Data excerpts ▸
PR #7908, opened 2019-10-09
Ellipsize Picker text on Android

### LINKED ISSUE #5703: Android EditText Ellipsize not working
### Description
I have a picker with an item that has text too long for the picker control. I would like this to ellipse at the end. However when I set Control.Ellipsize = TruncateAt.End; in the renderer, the ellipse does not display.

Please find attached a test app.

### Steps to Reproduce

1. Select the first option in the picker (an item with text longer than the control)

### Expected Behavior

Task item ▸ The records above should be duplicated in full, exactly as given.

Answer area ▸
PR #7908, opened 2019-10-09
Ellipsize Picker text on Android

### LINKED ISSUE #5703: Android EditText Ellipsize not working
### Description
I have a picker with an item that has text too long for the picker control. I would like this to ellipse at the end. However when I set Control.Ellipsize = TruncateAt.End; in the renderer, the ellipse does not display.

Please find attached a test app.

### Steps to Reproduce

1. Select the first option in the picker (an item with text longer than the control)

### Expected Behavior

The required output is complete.